═══ Information supplied ═══

PR #72, opened 2021-07-10
Compile error found during compiling of jitx-client

RajeshJITX:
Currently, not all OCDB files are compiled when changes are made to OCDB. Some errors are found during compilation of jitx-client. This PR fixes those errors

═══

Your instructions: The whole listing above should be output again exactly.

Result:
PR #72, opened 2021-07-10
Compile error found during compiling of jitx-client

RajeshJITX:
Currently, not all OCDB files are compiled when changes are made to OCDB. Some errors are found during compilation of jitx-client. This PR fixes those errors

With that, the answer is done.